Donor sperm are used if the male partner is sterile, has an extremely low sperm count, or carries a risk of genetic disease. A woman planning to conceive without a male partner can also use donor sperm.
Prior to insemination, the sperm usually are washed and concentrated (placing unwashed sperm directly into the uterus can cause severe cramps). Concentration is accomplished by selectively choosing highly active, healthy sperm that are more capable of fertilizing an egg.
Intrauterine insemination (IUI)
Intrauterine insemination (IUI) is the placing of sperm into a woman's uterus when she is ovulating. This is achieved with a thin flexible tube (catheter) that is passed into the vagina, through the cervix, and into the uterus.
IUI can use sperm from the male partner or a donor. It is often combined with superovulation medicine to increase the number of available eggs.
Artificial insemination (AI)
Artificial insemination (AI) is another name for intrauterine insemination but can also refer to placing sperm in a woman's vagina or cervix when she is ovulating. The sperm then travel into the fallopian tubes, where they can fertilize the woman's egg or eggs.

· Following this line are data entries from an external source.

PR #1510, opened 2023-02-11
Og market chart

sipec:
image

~~I'm not happy with the JSON serialization for the points - leads to really big tag / image url and it doesn't always deserialize correctly. It also limits how far back the history can go~~

~~Also I have no idea why build is failing. was working before I merged main into this branch~~

Edit: now it's like this:

image


web/components/og/graph.tsx
```diff
@@ -81,3 +79,39 @@ const computeColorStops = (
...
+  aspectRatio?: number
+  min: number
+  max: number
+}) {
+  const { data, height: h, aspectRatio = 1, min, max } = props
+  const w = h * aspectRatio
+  const visibleRange = [data[0].x, data[data.length - 1].x]
+  const curve = curveStepBefore
+
+  const xScale = scaleTime(visibleRange, [4, w - 4])
```
mqp, line 96: This seems like a pretty weird way to make a margin, why not make the `scaleTime` range 0 to width and then use CSS to make a margin?

web/components/og/og-market.tsx
```diff
@@ -0,0 +1,177 @@
+import { OgCardProps } from 'common/contract-details'
+import clsx from 'clsx'
+import { Sparkline, ogPoint } from './graph'
+import { formatPercent } from 'common/util/format'
+
+// Notes for working with this:
+// - Some css elements are missing or broken (e.g. 'gap' and 'text-ellipsis' and 'line-clamp')
+// - I also can't make things overflow hidden in only one direction
+// - Every element should have `flex` set
```
mqp, line 9: FYI, I know this comment says this stuff, but I don't really trust it. I would trust the actual documentation: https://github.com/vercel/satori

So for example I bet that `gap` works (which would let you simplify some things) and I bet that `text-ellipsis` works.

Maybe I am being too cynical, I just think that if this comment author had known what they were talking about, they would have at least linked to the docs.

common/src/util/og.ts
```diff
@@ -0,0 +1,17 @@
+import { DOMAIN } from 'common/envs/constants'
+import { removeUndefinedProps } from 'common/util/object'
+
+export function buildOgUrl<P extends Record<string, string | undefined>>(
+  props: P,
+  endpoint: string
+) {
+  const generateUrlParams = (params: P) =>
+    new URLSearchParams(removeUndefinedProps(params) as any).toString()
```
mqp, line 9: I don't really think it makes sense for this function to take `foo: undefined` parameter pairs and then throw them directly in the trash. I would have filtered those out outside of this function.

mqp, line 9: I don't see the use of making this anonymous function just so you can call it once below, instead of just writing
```typescript
const queryString = new URLSearchParams(params).toString()
```

mqp:
> I'm not happy with the JSON serialization for the points - leads to really big tag / image url and it doesn't always deserialize correctly. It also limits how far back the history can go

I agree with this criticism, so like...why did you do that then?

common/src/contract-details.ts
```diff
@@ -9,46 +8,7 @@ import {
...
-    (closeTime
-      ? ` • ${closeTime > Date.now() ? 'Closes' : 'Closed'} ${dayjs(
-          closeTime
-        ).format('MMM D, h:mma')}`
-      : '') +
-    ` • ${volumeLabel}` +
-    (groupHashtags ? ` • ${groupHashtags.join(' ')}` : '')
-  )
-}
+import { formatPercent, formatWithCommas } from './util/format'
```
mqp, line 11: If we are sticking with Vercel and using it for stuff like this, we're probably going to have to figure out some general strategy for keeping track of "which of our code can be run in edge functions".

mqp:
> Also I have no idea why build is failing. was working before I merged main into this branch

image

It's failing because you are bringing in lodash, which has edge-function-incompatible code.

mqp:
I really like the idea of this design, but something about the line looks kind of ugly... unfortunately, I'm too stupid an artist to know how could be better without experimenting. Maybe try anti-aliasing it, and maybe make it a smooth curve? I think you can do that with some SVG attributes, although I don't know if `satori` will like it.

IanPhilips:
> 

I support changing this from the json format! iI worked fine for the weekly summaries on my portfolio but after deploying it I found out everyone has different numbers of portfolio history points and some people have too many points to fit well. I also support rounding the points - I thought about doing this but didn't seem necessary at the time. If we want to fit more points though, we should def do this.

I'd change the json formatting and and rounding myself if you weren't working on this bc some peoples' weekly summary og images are broken.

IanPhilips:
I love the general idea of this PR but am also not convinced about this being the best image to go with. As it is now, at least for this market, it looks a bit boring. I liked the idea of putting it in the background with the title in the foreground, or maybe we could condense the graph to a box on the side with the title on the other? Or really put the graph in any section with the title wrapping around it. Although the css rules in this case are rather limiting. Also you could try changing the curve to `curveLinear` as well. 

I kind of like how google adds a hint of shading to parts of the graph
Screenshot 2023-02-12 at 11 38 55 AM

web/components/og/graph.tsx
```diff
@@ -29,27 +31,23 @@ export function Graph(props: {
   const stops = computeColorStops(data, color, px)
 
   return (
-    <svg width={w * (scaleX ?? 1)} height={h} viewBox={`0 0 ${w} ${h}`}>
-      <clipPath id={clipId}>
-        <rect x={0} y={0} width={w * (scaleX ?? 1)} height={h} />
-      </clipPath>
+    <svg width={w} height={h} viewBox={`0 0 ${w} ${h}`}>
```
IanPhilips, line 34: Have you tried these changes with the weekly summary og previews?

mqp:
> I liked the idea of putting it in the background with the title in the foreground

I also think this is a great idea if you can manage to find the perfect colors/transparency/positioning so that the text is readable, the general gist of the shape of the graph is visible at a glance, and it looks clean. But that's asking a lot, I don't actually know if those are all possible to do.

mqp:
> I kind of like how google adds a hint of shading to parts of the graph

I like this look too and it would be interesting to play with it on our graphs and see if they could instantly look cooler.

web/components/og/og-market.tsx
sipec: gap didn't work when I tried. I'll look into it

web/components/og/graph.tsx
sipec: not yet. where do I see weekly summaries?

IanPhilips: It's at the /update endpoint, you should be able to see that by seeing usages of the buildOgUrl

web/components/og/graph.tsx
sipec: purpose was to leave enough room in svg for the final points not to be cut off (since the line is 4px thick)

web/components/og/graph.tsx
sipec: left a comment on discord - I know where the code is, I just doin't know what an og image url for the weekly profit in the wild looks like because I don't know where to see my or other people's weekly profit

PR #2146, opened 2023-10-31
Add Back Button to Profile on Mobile

casesandberg:
**Problem:** The UX on mobile when clicking into a profile is confusing because there is no way to get back out of the profile. Most modern phones will have auto-hid the browser bar thus making it very tricky to go back to the page you were just on. 

To solve for this I have added a sticky header to the top of user profile on mobile with a back button and relocated the More Options menu here as well. As you scroll down the page it shows the username in the header as well. 

**Before:**

Screenshot 2023-10-31 at 3 39 31 PM

**After:**

Screenshot 2023-10-31 at 4 14 07 PM

(Page on first load)

Screenshot 2023-10-31 at 4 14 15 PM

(Scrolled shows username and the bumped down sticky table headers)

### DIFF
--- a/web/components/bet/user-bets-table.tsx
+++ b/web/components/bet/user-bets-table.tsx
@@ -477,9 +477,10 @@ function BetsTable(props: {
     <Col className="mb-4 flex-1 gap-4">
       <Col className={'w-full'}>
         <Row
-          className={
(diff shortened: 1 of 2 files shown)


jahooma (approved):
Wow, thanks! This looks like an improvement.

Congrats on your first contribution!

PR #2148, opened 2023-11-01
Add `Order by` to Profiles View

casesandberg:
This PR adds a select next to the filter button to allow users to switch ordering between `Recently Active` and `Newly Registered`. I also included a change to the display of filters to make them 2-column on desktop for easier scanning. 

New Order By select:

Screenshot 2023-10-31 at 6 09 17 PM

Two-column filters on desktop:

Screenshot 2023-10-31 at 6 09 33 PM

One-column filters on mobile:

Screenshot 2023-10-31 at 6 09 46 PM

### DIFF
--- a/love/components/filters.tsx
+++ b/love/components/filters.tsx
@@ -140,14 +140,14 @@ export const Filters = (props: {
     console.log(filteredLovers)
   }
   const cities: { [key: string]: string } = {
+    All: '',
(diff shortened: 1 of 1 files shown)


jahooma (approved):
Awesome, looks like another good change. I wanted to add this sort myself.

I think the display name of the sorts could be shorter?

PR #2151, opened 2023-11-01
Preserve newlines in Linkify component while linkifying text

casesandberg:
This PR modifies the Linkify component to preserve newlines in the text while also converting mentions and URLs into links.

Screenshot 2023-10-31 at 9 18 03 PM

### DIFF
--- a/web/components/widgets/linkify.tsx
+++ b/web/components/widgets/linkify.tsx
@@ -38,13 +38,7 @@ export function Linkify(props: { text: string; className?: string }) {
     <span className={clsx(className, 'break-anywhere')}>
       {text.split(regex).map((part, i) => (
         <Fragment key={i}>
-          {/* Ensure newlines are respected */}
-          {part.split('\n').map((line, j) => (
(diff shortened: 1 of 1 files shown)


web/components/widgets/linkify.tsx
```diff
@@ -38,7 +38,13 @@ export function Linkify(props: { text: string; className?: string }) {
     <span className={clsx(className, 'break-anywhere')}>
       {text.split(regex).map((part, i) => (
         <Fragment key={i}>
-          {part}
+          {/* Ensure newlines are respected */}
+          {part.split('\n').map((line, j) => (
```
jahooma, line 42: I think there's a css-only solution with whitespace-preline or something. Will take a look tomorrow

casesandberg: You are right! Just pushed up a css-only version.

jahooma:
Thanks, didn't want to change this component since it is used many places, but I did it otherwise.

PR #2154, opened 2023-11-01
Make user embeddings fetch optimize better

mqp:
For some reason I don't fully understand, the optimizer can't see through this `u.id = any(array[...]::text)` clause, so it does a scan on the USM table every time because it thinks there's basically no filter.

Changing it to use a (more normal) `u.id in (...)` clause works fine.

FYI @IanPhilips


IanPhilips:
Interesting, thanks!

PR #2162, opened 2023-11-02
Overhaul watch into bookmarks

sipec:
- No bookmark on bet, comment. only on create, boost, answer
- Move bookmark button into top bar. Hide likes on mobile

We'd also need to run the following migration:
```sql
delete from contract_follows
```

Resolves MAN-1296


sipec:
image
image
image

web/components/contract/like-button.tsx
```diff
@@ -132,26 +132,18 @@ export const LikeButton = memo(function LikeButton(props: {
...
-          <div className="relative">
-            <HeartIcon
-              className={clsx(
-                'h-6 w-6',
-                liked &&
-                  'fill-scarlet-200 stroke-scarlet-300 dark:stroke-scarlet-600'
-              )}
-            />
-          </div>
+          <HeartIcon
```
IanPhilips, line 138: Change to a bookmark sign?

backend/functions/src/triggers/on-create-comment-on-contract.ts
```diff
@@ -105,8 +104,6 @@ export const onCreateCommentOnContract = functions
     const commentCreator = await getUser(comment.userId)
     if (!commentCreator) throw new Error('Could not find comment creator')
 
-    await addUserToContractFollowers(contract.id, commentCreator.id)
```
IanPhilips, line 108: I think we should send users who commented on the contract, a resolution notification.

backend/functions/src/triggers/on-create-bet.ts
```diff
@@ -145,11 +144,6 @@ export const onCreateBet = functions
     await giveUniqueBettorAndLiquidityBonus(contract, eventId, bettor, bet)
 
     await Promise.all([
-      // They may be selling out of a position completely, so only add them if they're buying
```
IanPhilips, line 148: I think bettors will still receive a resolution notification bc they'll have a contractMetric associated with the contract, so that's good.

IanPhilips (commented):
This seems like a good change. I think the commentors & subsidizers should still be alerted when the contract resolves, though. 

Ways to extend the follow that @jahooma and I talked about:  
Mobile users don't have anywhere to see their daily movers. You can surface the bookmarked markets with the daily movers with a toggleable component on the feed. First thing they see everyday is the component expanded, and toggling it hides it that day. It would show their bookmarked markets at top, followed by biggest movers underneath, a la Apple Stocks.

image

backend/functions/src/triggers/on-create-bet.ts
IanPhilips: The sooner you merge this the sooner we can stop sending traders emails for every unlinked binary market resolution!

IanPhilips:
I think two things should happen:
- when emails get sent out for independent multi binary markets, only those users who bet on the answer get an email. 
- You should build your contract bookmark feature as separate from the contract follows and leave them as they are. 
  - if you really think people who comment on markets shouldn't follow contracts, just undo that.

sipec:
i think this should be started over as a new collection, or just turning contract likes into bookmarks

PR #2163, opened 2023-11-03
Nicer MVP badge tooltip text

Bohaska:
Change tooltip text for MVP badge to "Thanks for helping Manifold!"


sipec:
I don't think this is any clearer. Also this badge is short lived anyways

AI can be done with sperm from the male partner or a donor, and can be combined with superovulation.
Use of donor sperm
If donor sperm are needed, you can choose a known or anonymous donor who is willing to provide sperm.
- Donor sperm from a male who isn't a sex partner (as from a sperm bank, friend, or relative) must remain frozen for at least 6 months before it can be used. This is done so that the donor can be tested twice over 6 months to ensure that he does not have any number of infectious diseases, including human immunodeficiency virus (HIV).
- Frozen sperm are less effective than fresh sperm.